Exercise prompt: Look for the line containing "Hi @feidtmb!" in the listing below. Retype that line and every subsequent line through the last one, and only those.

Input data:
══════

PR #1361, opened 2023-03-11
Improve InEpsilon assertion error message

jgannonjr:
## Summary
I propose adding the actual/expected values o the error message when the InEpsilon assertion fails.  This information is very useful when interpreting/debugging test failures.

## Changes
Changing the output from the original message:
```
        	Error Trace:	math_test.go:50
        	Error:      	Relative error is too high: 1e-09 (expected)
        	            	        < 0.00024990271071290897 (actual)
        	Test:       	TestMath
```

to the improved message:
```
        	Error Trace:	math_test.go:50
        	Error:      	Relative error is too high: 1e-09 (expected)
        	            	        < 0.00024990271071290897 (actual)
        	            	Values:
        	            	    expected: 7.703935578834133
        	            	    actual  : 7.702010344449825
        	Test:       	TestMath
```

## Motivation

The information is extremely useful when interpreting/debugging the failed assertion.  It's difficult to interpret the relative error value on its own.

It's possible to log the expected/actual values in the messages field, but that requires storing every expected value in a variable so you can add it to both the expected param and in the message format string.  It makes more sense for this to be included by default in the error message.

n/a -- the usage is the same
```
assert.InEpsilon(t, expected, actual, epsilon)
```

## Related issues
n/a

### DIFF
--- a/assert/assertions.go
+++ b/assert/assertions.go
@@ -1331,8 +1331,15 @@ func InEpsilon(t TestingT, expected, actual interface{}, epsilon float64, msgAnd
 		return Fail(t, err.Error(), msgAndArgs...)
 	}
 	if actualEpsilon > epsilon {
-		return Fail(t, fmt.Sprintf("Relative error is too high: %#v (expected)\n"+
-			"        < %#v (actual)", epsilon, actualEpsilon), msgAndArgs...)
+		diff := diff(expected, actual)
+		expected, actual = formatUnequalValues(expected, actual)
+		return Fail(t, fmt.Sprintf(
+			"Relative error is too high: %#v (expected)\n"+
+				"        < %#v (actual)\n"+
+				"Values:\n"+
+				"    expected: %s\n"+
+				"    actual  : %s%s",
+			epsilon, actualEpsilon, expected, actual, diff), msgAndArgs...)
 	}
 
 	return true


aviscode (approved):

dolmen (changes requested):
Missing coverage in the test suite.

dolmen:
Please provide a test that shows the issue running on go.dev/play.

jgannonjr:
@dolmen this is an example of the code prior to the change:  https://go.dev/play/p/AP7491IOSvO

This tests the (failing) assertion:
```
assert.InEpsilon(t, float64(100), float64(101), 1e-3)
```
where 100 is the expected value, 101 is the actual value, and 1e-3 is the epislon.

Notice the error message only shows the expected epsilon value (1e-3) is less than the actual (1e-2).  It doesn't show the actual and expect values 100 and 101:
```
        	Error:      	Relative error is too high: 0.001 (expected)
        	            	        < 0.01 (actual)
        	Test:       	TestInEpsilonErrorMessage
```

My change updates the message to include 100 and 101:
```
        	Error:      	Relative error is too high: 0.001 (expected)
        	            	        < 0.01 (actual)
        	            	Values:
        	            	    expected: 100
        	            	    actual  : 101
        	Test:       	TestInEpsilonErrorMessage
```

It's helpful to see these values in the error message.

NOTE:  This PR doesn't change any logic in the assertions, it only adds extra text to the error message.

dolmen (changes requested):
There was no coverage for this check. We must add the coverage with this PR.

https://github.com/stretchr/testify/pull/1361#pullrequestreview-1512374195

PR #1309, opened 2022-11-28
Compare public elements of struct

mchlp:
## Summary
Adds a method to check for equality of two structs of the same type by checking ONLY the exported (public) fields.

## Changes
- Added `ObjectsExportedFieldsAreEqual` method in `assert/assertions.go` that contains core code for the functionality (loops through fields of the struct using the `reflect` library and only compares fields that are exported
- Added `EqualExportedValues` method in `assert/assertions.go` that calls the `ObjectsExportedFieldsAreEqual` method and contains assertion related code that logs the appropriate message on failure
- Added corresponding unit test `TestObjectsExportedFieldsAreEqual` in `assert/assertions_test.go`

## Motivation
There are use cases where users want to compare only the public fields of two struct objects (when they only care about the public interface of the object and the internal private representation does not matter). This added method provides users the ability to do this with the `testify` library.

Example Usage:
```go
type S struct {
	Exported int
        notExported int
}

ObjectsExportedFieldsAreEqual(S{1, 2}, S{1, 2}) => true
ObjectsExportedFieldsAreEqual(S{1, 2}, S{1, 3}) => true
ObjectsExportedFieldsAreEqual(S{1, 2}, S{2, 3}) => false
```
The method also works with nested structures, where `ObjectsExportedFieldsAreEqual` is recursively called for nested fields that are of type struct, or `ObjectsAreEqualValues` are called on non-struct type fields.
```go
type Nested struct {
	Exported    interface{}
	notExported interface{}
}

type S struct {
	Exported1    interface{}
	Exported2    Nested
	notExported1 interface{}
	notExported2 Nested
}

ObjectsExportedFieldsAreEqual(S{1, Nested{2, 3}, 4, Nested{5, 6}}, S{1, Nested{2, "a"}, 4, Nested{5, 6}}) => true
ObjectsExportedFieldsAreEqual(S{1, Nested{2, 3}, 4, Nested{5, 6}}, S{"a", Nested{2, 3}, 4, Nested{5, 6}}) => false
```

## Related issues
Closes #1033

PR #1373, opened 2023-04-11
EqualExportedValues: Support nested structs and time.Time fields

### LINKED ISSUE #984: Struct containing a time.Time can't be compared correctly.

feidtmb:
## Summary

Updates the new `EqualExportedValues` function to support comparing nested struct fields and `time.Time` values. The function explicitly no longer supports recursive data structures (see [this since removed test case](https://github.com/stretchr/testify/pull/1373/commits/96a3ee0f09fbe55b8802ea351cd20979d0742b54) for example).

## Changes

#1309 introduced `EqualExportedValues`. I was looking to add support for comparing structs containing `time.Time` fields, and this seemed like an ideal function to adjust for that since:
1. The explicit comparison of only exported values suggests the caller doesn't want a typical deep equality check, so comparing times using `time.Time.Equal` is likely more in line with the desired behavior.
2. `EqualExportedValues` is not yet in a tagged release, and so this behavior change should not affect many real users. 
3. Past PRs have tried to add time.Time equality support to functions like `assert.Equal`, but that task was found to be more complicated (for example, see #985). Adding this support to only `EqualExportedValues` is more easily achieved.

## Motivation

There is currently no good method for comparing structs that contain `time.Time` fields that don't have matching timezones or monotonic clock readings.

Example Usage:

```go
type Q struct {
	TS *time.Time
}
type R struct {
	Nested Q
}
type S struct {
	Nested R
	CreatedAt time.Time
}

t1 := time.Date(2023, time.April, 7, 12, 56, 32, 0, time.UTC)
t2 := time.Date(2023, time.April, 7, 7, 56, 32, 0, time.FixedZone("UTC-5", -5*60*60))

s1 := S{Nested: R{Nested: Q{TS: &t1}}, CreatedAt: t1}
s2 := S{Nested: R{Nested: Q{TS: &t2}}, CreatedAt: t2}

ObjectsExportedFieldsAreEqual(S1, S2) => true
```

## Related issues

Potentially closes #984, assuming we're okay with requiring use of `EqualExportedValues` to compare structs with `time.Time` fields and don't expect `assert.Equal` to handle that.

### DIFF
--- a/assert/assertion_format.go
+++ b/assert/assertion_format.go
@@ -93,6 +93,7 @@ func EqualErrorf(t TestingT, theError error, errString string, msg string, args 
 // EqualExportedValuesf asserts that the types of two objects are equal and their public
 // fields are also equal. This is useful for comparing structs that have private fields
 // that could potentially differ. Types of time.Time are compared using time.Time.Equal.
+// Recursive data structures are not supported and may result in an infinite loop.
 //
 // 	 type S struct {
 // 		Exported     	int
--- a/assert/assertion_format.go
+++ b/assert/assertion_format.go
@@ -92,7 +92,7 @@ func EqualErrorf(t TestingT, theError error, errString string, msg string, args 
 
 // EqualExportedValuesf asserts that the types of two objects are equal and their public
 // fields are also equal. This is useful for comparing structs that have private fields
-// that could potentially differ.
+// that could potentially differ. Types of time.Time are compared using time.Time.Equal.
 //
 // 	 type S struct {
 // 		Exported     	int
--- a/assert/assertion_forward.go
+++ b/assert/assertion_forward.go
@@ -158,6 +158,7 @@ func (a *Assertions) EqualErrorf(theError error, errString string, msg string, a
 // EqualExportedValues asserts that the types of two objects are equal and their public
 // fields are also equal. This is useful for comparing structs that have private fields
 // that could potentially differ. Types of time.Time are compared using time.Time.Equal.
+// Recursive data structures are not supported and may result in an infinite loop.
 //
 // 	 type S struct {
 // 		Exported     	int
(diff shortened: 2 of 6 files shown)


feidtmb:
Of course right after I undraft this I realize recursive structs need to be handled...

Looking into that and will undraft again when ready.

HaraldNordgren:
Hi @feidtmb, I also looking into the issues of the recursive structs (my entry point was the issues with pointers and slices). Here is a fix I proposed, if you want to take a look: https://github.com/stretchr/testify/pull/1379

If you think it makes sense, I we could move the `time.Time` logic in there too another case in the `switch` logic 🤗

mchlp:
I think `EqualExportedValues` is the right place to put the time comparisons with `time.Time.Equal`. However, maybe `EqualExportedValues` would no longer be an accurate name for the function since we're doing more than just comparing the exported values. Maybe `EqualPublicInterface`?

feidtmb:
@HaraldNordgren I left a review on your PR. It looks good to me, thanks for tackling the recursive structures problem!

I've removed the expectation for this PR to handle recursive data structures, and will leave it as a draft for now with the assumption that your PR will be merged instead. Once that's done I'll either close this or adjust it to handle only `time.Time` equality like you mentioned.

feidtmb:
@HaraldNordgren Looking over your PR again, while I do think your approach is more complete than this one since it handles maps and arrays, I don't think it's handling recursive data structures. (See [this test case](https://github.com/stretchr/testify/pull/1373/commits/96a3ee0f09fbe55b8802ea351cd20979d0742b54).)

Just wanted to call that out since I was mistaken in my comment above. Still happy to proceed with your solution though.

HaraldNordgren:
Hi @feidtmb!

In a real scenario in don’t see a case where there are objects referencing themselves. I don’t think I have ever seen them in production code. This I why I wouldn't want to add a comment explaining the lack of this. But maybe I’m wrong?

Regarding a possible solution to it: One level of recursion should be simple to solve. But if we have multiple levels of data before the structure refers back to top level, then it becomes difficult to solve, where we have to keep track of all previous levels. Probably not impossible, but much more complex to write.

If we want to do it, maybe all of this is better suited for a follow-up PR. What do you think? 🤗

══════

Response to this task:
Hi @feidtmb!

In a real scenario in don’t see a case where there are objects referencing themselves. I don’t think I have ever seen them in production code. This I why I wouldn't want to add a comment explaining the lack of this. But maybe I’m wrong?

Regarding a possible solution to it: One level of recursion should be simple to solve. But if we have multiple levels of data before the structure refers back to top level, then it becomes difficult to solve, where we have to keep track of all previous levels. Probably not impossible, but much more complex to write.

If we want to do it, maybe all of this is better suited for a follow-up PR. What do you think? 🤗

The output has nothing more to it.